The matter went before the Board, where the taxpayer appeared as both a vendor and a taxpayer. In other words, it was responsible for both improperly collecting and remitting sales taxes on certain non-taxable transactions and for failing to collect and remit tax on certain taxable sales, as well as owing use tax on purchases used in its business. The Department’s policy in this area rested—based, it argued, on its interpretation of Wyoming caselaw—on a distinction between “erroneous” taxes, which are taxes that are improperly collected due to reliance on departmental guidance, and “excess” taxes, which are taxes that are improperly collected from customers based on the vendor’s mistaken application of the law. The Department took the position that excess taxes can only be refunded if the vendor identifies customers who are owed a refund or has already refunded the over-collected taxes to customers. Erroneously collected taxes, on the other hand, can be refunded to the vendor without a refund to the ultimate taxpayer.
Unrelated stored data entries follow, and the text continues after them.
PR #131, opened 2018-02-01
More rational view reuse, fewer redundant redraws

### LINKED ISSUE #130: When opening preferences via `CMD+,`, the entire page doesn't load at first.
Just exploring this repo and xi-editor, going to get my feet wet soon. I got it open and figured I'd try out the preferences panel, and this is what happened.

xi-mac bug

Only the first few lines are displayed, and then the rest is filled in as I scroll.

If, however, I type into the document and then hit `CMD+,` it opens it in a new frame which works just fine. So this is only when it opts to open it in the existing frame.

cmyr:
There was a small bug where we were incorrectly comparing new font names
to old ones, which caused us to unnecessarily redraw all views whenever
a new view was opened or a config changed.

We were also apparently relying on this behaviour to redraw the content
of redraw views, which we now do explicitly.

- fixes #130

### DIFF
--- a/XiEditor/AppDelegate.swift
+++ b/XiEditor/AppDelegate.swift
@@ -225,7 +225,8 @@ class AppDelegate: NSObject, NSApplicationDelegate, XiClient {
     }
 
     func handleFontChange(fontName: String?, fontSize: CGFloat?) {
-        guard textMetrics.font.fontName != fontName || textMetrics.font.pointSize != fontSize else { return }
+        guard (textMetrics.font.fontName != fontName && textMetrics.font.familyName != fontName)
+            || textMetrics.font.pointSize != fontSize else { return }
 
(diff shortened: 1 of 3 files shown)


vlovich:
Will this cause it to fail to update the font if it's changed from the postscript name to a family name?  It seems like changing from Helvetica-Regular -> Helvetica would bypass the redraw when it shouldn't since the fontFamily stays Helvetica...

cmyr:
@vlovich I don't believe 'Helvetica-Regular' is a valid postscript name. The postscript name of 'Helvetica Regular' (just looking in fontbook) is 'Helvetica'.

Changing from 'Helvetica-Light' to 'Helvetica-Oblique' or to 'Helvetica' causes a redraw. I had to double check the logic again, but I think it's correct?

PR #141, opened 2018-02-14
Ignore fullscreen window when positioning new one

cmyr:
This requires us to do some bookkeeping ourselves to track whether a
given window is fullscreen or not.

Edit:

I've added another commit to this (in response to https://github.com/google/xi-mac/issues/128#issuecomment-365868531), which enforces a minimum size for new windows.

### DIFF
--- a/XiEditor/XiDocumentController.swift
+++ b/XiEditor/XiDocumentController.swift
@@ -60,7 +60,7 @@ class XiDocumentController: NSDocumentController {
 
     /// Updates the location used for creating new windows on launch
     @objc func windowChangedNotification(_ notification: Notification) {
-        if let window = notification.object as? XiWindow, window.isFullscreen == false {
+        if let window = notification.object as? XiWindow, !window.isFullscreen {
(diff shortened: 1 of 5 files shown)


vlovich:
Does it make sense to restore the windows as full-screen instead of just ignoring them?

XiEditor/XiDocumentController.swift
```diff
@@ -46,23 +46,45 @@ class XiDocumentController: NSDocumentController {
...
+            self,
+            selector: #selector(XiDocumentController.didLeaveFullscreen(_:)),
+            name: NSWindow.didExitFullScreenNotification, object: nil)
     }
-    
+
     /// Updates the location used for creating new windows on launch
     @objc func windowChangedNotification(_ notification: Notification) {
-        if let window = notification.object as? NSWindow {
+        if let window = notification.object as? XiWindow, window.isFullscreen == false {
```
raphlinus: Generally I prefer `!window.isFullscreen` but that's a style issue.

PR #144, opened 2018-02-16
Add make uppercase/lowercase

scholtzan:
This adds functionality to make text uppercase and lowercase.
This relies on https://github.com/google/xi-editor/pull/523

### DIFF
--- a/XiEditor/EditView.swift
+++ b/XiEditor/EditView.swift
@@ -389,8 +389,8 @@ class EditView: NSView, NSTextInputClient, TextPlaneDelegate {
         "transpose:": "transpose",
         "yank:": "yank",
         "cancelOperation:": "cancel_operation",
-        "uppercaseWord": "uppercase",
-        "lowercaseWord": "lowercase",
+        "uppercaseWord:": "uppercase",
+        "lowercaseWord:": "lowercase",
     ]
 
     override func doCommand(by aSelector: Selector) {
--- a/XiEditor/EditView.swift
+++ b/XiEditor/EditView.swift
@@ -389,6 +389,8 @@ class EditView: NSView, NSTextInputClient, TextPlaneDelegate {
         "transpose:": "transpose",
         "yank:": "yank",
         "cancelOperation:": "cancel_operation",
+        "uppercaseWord": "uppercase",
+        "lowercaseWord": "lowercase",
     ]
 
     override func doCommand(by aSelector: Selector) {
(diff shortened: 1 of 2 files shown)


XiEditor/EditViewController.swift
```diff
@@ -259,6 +259,14 @@ class EditViewController: NSViewController, EditViewDataSource, FindDelegate, Sc
         editView.inputContext?.discardMarkedText()
         document.sendRpcAsync("select_all", params: [])
     }
+    
+    override func uppercaseWord(_ sender: Any?) {
+        document.sendRpcAsync("uppercase", params: [])
```
cmyr: The way we handle system selectors is that we actually catch them in the `EditView` itself, in the `doCommand` method; there's a map there that translates from Cocoa commands to rpcs. As is neither of these will currently get called.

scholtzan:
Thanks! I updated it. Before I could only make the text uppercase/lowercase by clicking on the menu entries. Now it also works using custom key bindings.

cmyr:
Ah interesting, I didn't even know those menu items were there, and didn't know that they worked as implemented; hence my baroque workaround. Cool.

XiEditor/EditViewController.swift
cmyr: This is... ambiguous. The `Events` enum was a drive-by addition, and hasn't really been used consistently. I think the longer-term goal would be to have a `XiCore` protocol that is implemented by `CoreConnection` (or a thin wrapper) which exposes the API. In any case I don't mind this as is, I don't love the `Events` API particularly, and this is clear.

XiEditor/EditView.swift
```diff
@@ -389,6 +389,8 @@ class EditView: NSView, NSTextInputClient, TextPlaneDelegate {
         "transpose:": "transpose",
         "yank:": "yank",
         "cancelOperation:": "cancel_operation",
+        "uppercaseWord": "uppercase",
```
raphlinus: These need to have trailing colons (confirm that it works when changed, doesn't work for me as-is).

cmyr:
@scholtzan something weird happened to this PR, you've dragged in some stale changes, not totally sure what's up.

scholtzan:
Ooh, right! I was syncing my fork a couple of days ago to get the newest updates. 
I will try to fix it now.

scholtzan:
Fixed. And lesson learned to do my changes on a separate branch. ;)

raphlinus:
Thanks!

PR #149, opened 2018-03-06
changed beginning and end of line selectors to use existing commands

nangtrongvuon:
After making editViewController handle selectors, pressing Cmd+Left calls moveToBeginningOfLine and pressing Cmd+Right calls moveToEndOfLine, which does not have an existing command implementation in xi-core, making Cmd+Left and Cmd+Right not have its intended behaviour (to move to beginning or end of line)

These fixes points the selectors to the move_to_left_end_of_line and move_to_right_end_of_line commands that exists in xi-core respectively.


nangtrongvuon:
I have signed the CLA.

nangtrongvuon:
I added my GitHub email to my commits and my GitHub account.

nangtrongvuon:
I forgot I was committing with my company email. Is it ok if I create a new branch?

PR #150, opened 2018-03-06
changed beginning and end of line selectors to use existing commands

nangtrongvuon:
After making editViewController handle selectors, pressing Cmd+Left calls moveToBeginningOfLine and pressing Cmd+Right calls moveToEndOfLine, which does not have an existing command implementation in xi-core, making Cmd+Left and Cmd+Right not have its intended behaviour (to move to beginning or end of line)

These fixes points the selectors to the move_to_left_end_of_line and move_to_right_end_of_line commands that exists in xi-core respectively.

This is almost identical to the previous PR, except I have committed them with the email I set in the CLA.


nangtrongvuon:
> I wonder if the keybindings have changed somehow - it seems to me that "left" and "right" make more sense if they're bound to arrow keys than "beginning" and "end". We'll have to revisit this when it comes time to do bidi, as the behavior is distinguishable, but this looks fine for now.
> 
> Do the shift versions of these keybindings add the "AndModifySelection" to the selector?
> 
> One tiny nit, I think we want the selectors in alphabetical order (which doesn't always match up with logical groupings, but should make them easier to find).

The Shift version also adds that, as I've just found out. Pressing Cmd+Shift+Left or Cmd+Shift+Right also complains about unhandled selector.

Issue #136, opened 2018-02-05
capture core stderr, write on crash


cmyr:
afaict there's no way to recover a stacktrace if xi-core crashes when launched outside Xcode.

Related to this, xi-mac currently doesn't have any way of knowing whether or not xi-core has crashed.

To fix the first, we should capture the output of xi-core' stderr, and store it as a string in xi-mac; perhaps only keeping the most recent 100 lines or so. (We should probably continue printing stderr as well, at least if `DEBUG` is set).

To fix the second, `CoreConnection` should keep a handle to the process, and periodically call `process.isRunning`. If this returns false, we should dump the contents of the captured stderr to disk somewhere.

cmyr:
closed by #151

PR #151, opened 2018-03-09
Capture core stderr and writes to log on core crash

nangtrongvuon:
This PR is meant to address issue #136.

A handler is added to capture stderr output from xi-core and print it into Xcode's console. When xi-core crashes or terminates, a log of stderr output is dumped to the user's /Library/Logs/XiEditor folder with a timestamp in its filename. 

A button to open the log folder has also been added to the debug menu.

### DIFF
--- a/XiEditor/AppDelegate.swift
+++ b/XiEditor/AppDelegate.swift
@@ -141,6 +141,9 @@ class AppDelegate: NSObject, NSApplicationDelegate, XiClient {
         return applicationDirectory
     }()
     
+    // The default name for XiEditor's error logs
+    let defaultCoreLogName = "xi_tmp.log"
+    
     lazy var errorLogDirectory: URL = {
         let logDirectory = FileManager.default.urls(
         for: .libraryDirectory,
@@ -217,7 +220,7 @@ class AppDelegate: NSObject, NSApplicationDelegate, XiClient {
     
     // Clean up temporary Xi stderr log
     func applicationWillTerminate(_ notification: Notification) {
-        let tmpErrLogFile = errorLogDirectory.appendingPathComponent("xi_tmp.log")
+        let tmpErrLogFile = errorLogDirectory.appendingPathComponent(defaultCoreLogName)
         do {
             try FileManager.default.removeItem(at: tmpErrLogFile)
         } catch let err as NSError {
@@ -416,6 +419,7 @@ class AppDelegate: NSObject, NSApplicationDelegate, XiClient {
             Events.SaveTrace(destination: destination, frontendSamples: Trace.shared.snapshot()).dispatch(self.dispatcher!)
         }
     }
+    
     @IBAction func openErrorLogFolder(_ sender: Any) {
         NSWorkspace.shared.selectFile(nil, inFileViewerRootedAtPath: errorLogDirectory.path)
     }
--- a/XiEditor/AppDelegate.swift
+++ b/XiEditor/AppDelegate.swift
@@ -83,7 +83,7 @@ class AppDelegate: NSObject, NSApplicationDelegate, XiClient {
     var documentController: XiDocumentController!
 
     // This is set to 'InconsolataGo' in the user preferences; this value is a fallback.
-    let fallbackFont = CTFontCreateWithName(("Menlo" as CFString?)!, 14, nil)
+    let fallbackFont = CTFontCreateWithName(("Inconsolata" as CFString?)!, 14, nil)
 
     lazy fileprivate var _textMetrics = TextDrawingMetrics(font: self.fallbackFont,
                                                            textColor: self.theme.foreground)
@@ -144,25 +144,23 @@ class AppDelegate: NSObject, NSApplicationDelegate, XiClient {
     // The default name for XiEditor's error logs
     let defaultCoreLogName = "xi_tmp.log"
     
-    lazy var errorLogDirectory: URL = {
+    lazy var errorLogDirectory: URL? = {
         let logDirectory = FileManager.default.urls(
-        for: .libraryDirectory,
-        in: .userDomainMask)
-        .first!
-        .appendingPathComponent("Logs")
-        .appendingPathComponent("XiEditor")
+            for: .libraryDirectory,
+            in: .userDomainMask)
+            .first!
+            .appendingPathComponent("Logs")
+            .appendingPathComponent("XiEditor")
         
         // create XiEditor log folder on first run
-        if !FileManager.default.fileExists(atPath: logDirectory.path) {
-            do {
-                try FileManager.default.createDirectory(at: logDirectory,
-                                                        withIntermediateDirectories: true,
-                                                        attributes: nil)
-            } catch let err as NSError {
-                print("failed to create error log directory. \(err)")
-            }
+        do {
+            try FileManager.default.createDirectory(at: logDirectory,
+                                                    withIntermediateDirectories: true,
+                                                    attributes: nil)
+        } catch let err as NSError {
+            print("failed to create error log directory. \(err)")
+            return nil
         }
-        
         return logDirectory
     }()
 
@@ -186,7 +184,7 @@ class AppDelegate: NSObject, NSApplicationDelegate, XiClient {
         Trace.shared.trace("appWillLaunch", .main, .begin)
 
         guard let corePath = Bundle.main.path(forResource: "xi-core", ofType: ""),
-        let bundledPluginPath = Bundle.main.path(forResource: "plugins", ofType: "")
+            let bundledPluginPath = Bundle.main.path(forResource: "plugins", ofType: "")
             else { fatalError("Xi bundle missing expected resouces") }
 
         let dispatcher: Dispatcher = {
@@ -199,7 +197,7 @@ class AppDelegate: NSObject, NSApplicationDelegate, XiClient {
         updateRpcTracingConfig(collectSamplesOnBoot)
 
         let params = ["client_extras_dir": bundledPluginPath,
-                           "config_dir": getUserConfigDirectory()]
+                      "config_dir": getUserConfigDirectory()]
         dispatcher.coreConnection.sendRpcAsync("client_started",
                                                params: params)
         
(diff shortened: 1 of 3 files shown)


XiEditor/CoreConnection.swift
```diff
@@ -39,24 +39,37 @@ struct FileWriter {
             return nil
         }
     }
-
```
cmyr: There's a bunch of whitespace changes in this file that should be cleaned up. Xcode likes to introduce them. 😕

XiEditor/CoreConnection.swift
```diff
@@ -39,24 +39,37 @@ struct FileWriter {
...
     func write(bytes: Data) {
         handle.write(bytes)
     }
 }
 
 class CoreConnection {
-
+    
+    let task = Process()
+    var timer: Timer?
```
cmyr: is this still used?

XiEditor/CoreConnection.swift
```diff
@@ -39,24 +39,37 @@ struct FileWriter {
...
     var inHandle: FileHandle  // stdin of core process
     var recvBuf: Data
     weak var client: XiClient?
     let rpcLogWriter: FileWriter?
+    let errLogWriter: FileWriter?
+    
+    // default log directory on MacOS is /Library/Logs
+    let logDirectory = FileManager.default.urls(
```
cmyr: we've already declared this in the app delegate; we should only declare it once. (App delegate is probably the reasonable place, and we can access the app delegate vae with `(NSApplication.shared.delegate as! AppDelegate).errorLogDirectory`

XiEditor/CoreConnection.swift
```diff
@@ -39,24 +39,37 @@ struct FileWriter {
...
+        .appendingPathComponent("Logs")
+        .appendingPathComponent("XiEditor")
     
     // RPC state
     var queue = DispatchQueue(label: "com.levien.xi.CoreConnection", attributes: [])
     var rpcIndex = 0
     var pending = Dictionary<Int, (Any?) -> ()>()
-
+    
+    var errOutput = "" // output of stderr as String
```
cmyr: I think we can delete this; see comment below

XiEditor/CoreConnection.swift
```diff
@@ -66,23 +79,72 @@ class CoreConnection {
         } else {
             self.rpcLogWriter = nil
         }
-        let task = Process()
+        
+        let tmpErrLog = logDirectory.appendingPathComponent("xi_tmp.log").path
```
cmyr: Similar to above, this string appears in a few places. I would just add a `defaultCoreLogPath` var to the app delegate, and use that anywhere we need this path.

XiEditor/CoreConnection.swift
```diff
@@ -66,23 +79,72 @@ class CoreConnection {
...
+        errPipe.fileHandleForReading.readabilityHandler = { handle in
+            let data = handle.availableData
+            var lineCount = 1
+            
+            if let errString = String(data: data, encoding: String.Encoding.utf8) {
+                print(errString, terminator: "")
+                self.errOutput += errString
+            }
+            
+            if self.errOutput.hasSuffix("\n") {
```
cmyr: Okay I get the idea here, but I think it's probably more clever than we need. Since we delete the log if we exit normally we aren't particularly worried about wasting disk space; I would just log everything as it comes in, and not worry about it.

There's also a logic bug here, in that it's possible for errString to include interior (non-trailing) newlines.

XiEditor/CoreConnection.swift
```diff
@@ -66,23 +79,72 @@ class CoreConnection {
...
+        
+        // write to log on xi-core crash
+        task.terminationHandler = { _ in
+            // get current date to use as timestamp
+            let dateFormatter = DateFormatter()
+            let currentTime = Date.init()
+            dateFormatter.dateFormat = "yyyy-MM-dd-HHMMSS"
+            let timeStamp = dateFormatter.string(from: currentTime)
+            
+            let tmpErrLog = self.logDirectory.appendingPathComponent("xi_tmp.log")
```
cmyr: see earlier comment about having this be declared only once

XiEditor/AppDelegate.swift
```diff
@@ -140,6 +140,28 @@ class AppDelegate: NSObject, NSApplicationDelegate, XiClient {
...
+        .appendingPathComponent("XiEditor")
+        
+        // create XiEditor log folder on first run
+        if !FileManager.default.fileExists(atPath: logDirectory.path) {
+            do {
+                try FileManager.default.createDirectory(at: logDirectory,
+                                                        withIntermediateDirectories: true,
+                                                        attributes: nil)
+            } catch let err as NSError {
+                print("failed to create error log directory. \(err)")
```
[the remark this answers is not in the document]
nangtrongvuon: I kind of emulated the config directory above that code, but I don't think there will ever be any reason it'd fail. I think I'll make it a fatal error if the directory is missing (probably only possible if the user deletes it while running Xi?)

XiEditor/CoreConnection.swift
vlovich: Agreed.  Let's unify the path computation.

XiEditor/CoreConnection.swift
vlovich: +1.  Let's just dump directly to disk.  If stderr verbosity is a problem we can either reduce the verbosity or add log rollover.  This also gets rid of the in-memory buffering which means you can lose partial log data if the frontend crashes which is likely to contain the important info you want.

XiEditor/CoreConnection.swift
vlovich: +1.

XiEditor/AppDelegate.swift
```diff
@@ -83,7 +83,7 @@ class AppDelegate: NSObject, NSApplicationDelegate, XiClient {
     var documentController: XiDocumentController!
 
     // This is set to 'InconsolataGo' in the user preferences; this value is a fallback.
-    let fallbackFont = CTFontCreateWithName(("Menlo" as CFString?)!, 14, nil)
+    let fallbackFont = CTFontCreateWithName(("Inconsolata" as CFString?)!, 14, nil)
```
cmyr: maybe this was committed by mistake?

XiEditor/AppDelegate.swift
```diff
@@ -144,25 +144,23 @@ class AppDelegate: NSObject, NSApplicationDelegate, XiClient {
...
+    lazy var errorLogDirectory: URL? = {
         let logDirectory = FileManager.default.urls(
-        for: .libraryDirectory,
-        in: .userDomainMask)
-        .first!
-        .appendingPathComponent("Logs")
-        .appendingPathComponent("XiEditor")
+            for: .libraryDirectory,
+            in: .userDomainMask)
+            .first!
```
cmyr: since this is now a nil, we can just use `.first?`

XiEditor/AppDelegate.swift
```diff
@@ -144,25 +144,23 @@ class AppDelegate: NSObject, NSApplicationDelegate, XiClient {
...
-            } catch let err as NSError {
-                print("failed to create error log directory. \(err)")
-            }
+        do {
+            try FileManager.default.createDirectory(at: logDirectory,
+                                                    withIntermediateDirectories: true,
+                                                    attributes: nil)
+        } catch let err as NSError {
+            print("failed to create error log directory. \(err)")
+            return nil
```
cmyr: we don't need to handle the error if we're okay being nil; so this can just be something like `return try? FileManager...`

XiEditor/CoreConnection.swift
```diff
@@ -112,9 +112,11 @@ class CoreConnection {
             let currentTime = Date.init()
             dateFormatter.dateFormat = "yyyy-MM-dd-HHMMSS"
             let timeStamp = dateFormatter.string(from: currentTime)
-            
-            let tmpErrLog = self.logDirectory.appendingPathComponent(self.tmpLogName)
-            let timestampedLog = self.logDirectory.appendingPathComponent("XiEditor_\(timeStamp).log")
+
+            guard let tmpErrLog = self.appDelegate.errorLogDirectory?.appendingPathComponent(self.appDelegate.defaultCoreLogName)
```
cmyr: you can write multiple clauses in a single guard statement in swift, separated by commas, as in:

```swift
var maybeBool: Bool?
guard let bool = maybeBool, bool == false else {
    return
}
```

XiEditor/AppDelegate.swift
```diff
@@ -140,6 +140,25 @@ class AppDelegate: NSObject, NSApplicationDelegate, XiClient {
...
+            in: .userDomainMask)
+            .first?
+            .appendingPathComponent("Logs")
+            .appendingPathComponent("XiEditor")
+
+        // create XiEditor log folder on first run
+        guard logDirectory != nil else { return nil }
+        try? FileManager.default.createDirectory(at: logDirectory!,
+                                                 withIntermediateDirectories: true,
+                                                 attributes: nil)
```
vlovich: Am I misreading this?  It seems like it swallows the createDirectory failure instead of resulting in nil.

XiEditor/AppDelegate.swift
```diff
@@ -140,6 +140,25 @@ class AppDelegate: NSObject, NSApplicationDelegate, XiClient {
...
+        let logDirectory = FileManager.default.urls(
+            for: .libraryDirectory,
+            in: .userDomainMask)
+            .first?
+            .appendingPathComponent("Logs")
+            .appendingPathComponent("XiEditor")
+
+        // create XiEditor log folder on first run
+        guard logDirectory != nil else { return nil }
+        try? FileManager.default.createDirectory(at: logDirectory!,
```
vlovich: I a bit rusty with Swift but doesn't the guard above remove the need to unwrap logDirectory here?

XiEditor/AppDelegate.swift
nangtrongvuon: From what I understand:

Here, logDirectory is an URL? which will become nil if the user's /Library/ folder doesn't exist (I'm not sure exactly when, maybe when the admin disables it). `FileManager.default.createDirectory` returns void, as detailed in the documentation [here.](https://developer.apple.com/documentation/foundation/filemanager/1407884-createdirectory). I used `try?` here because we don't care if the creation fails, since as you and cmyr have mentioned, it shouldn't impede on normal operation even if it does.

XiEditor/AppDelegate.swift
nangtrongvuon: As mentioned above, logDirectory is nil when the /Library/ folder doesn't exist, so if it doesn't, we just return nil right there. Using guard doesn't actually unwrap the optional logDirectory value, though, so I still had to force unwrap it after the check, since I thought using `if let` would make it harder to read.

XiEditor/AppDelegate.swift
vlovich: Since the intermediate directories arg is true, the only way for createDirectory to fail is that the directory doesn't exist.  I think the correct behaviour is that if creation fails it should set the logDirectory to nil rather than try to use it & fail later.

XiEditor/AppDelegate.swift
vlovich: OK, as I mentioned I haven't used Swift in a while.  Thanks for explaining.

vlovich:
LGTM.

cmyr:
Okay built this one last time and looks like it's working as advertised. thanks @nangtrongvuon!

Under Wyoming law, any tax, penalty or interest that has been erroneously paid, collected or computed shall either be credited against any subsequent tax liability of the vendor or refunded. The taxpayer argued that under the plain language of the statute it was entitled to a refund of the over-collected taxes or an offsetting credit. In the taxpayer’s view, the Department’s rule and policy limiting refunds and credits to those situations where the vendor had identified customers or already refunded customers was an improper expansion of the statute. In a lengthy decision, the Board agreed. In its view, while the Department had offered “compelling policy reasons” for its position, the statute was clear, and the taxpayer was entitled to a refund or credit of taxes incorrectly charged its customers and remitted to the Department. The taxpayer was not required to first identify customers who overpaid taxes or to refund said taxes to those customers. The Board noted that the Legislature would likely modify the statute if it should disagree with this outcome. Please contact Steve Metz at 303- 382-7177 with questions on this decision.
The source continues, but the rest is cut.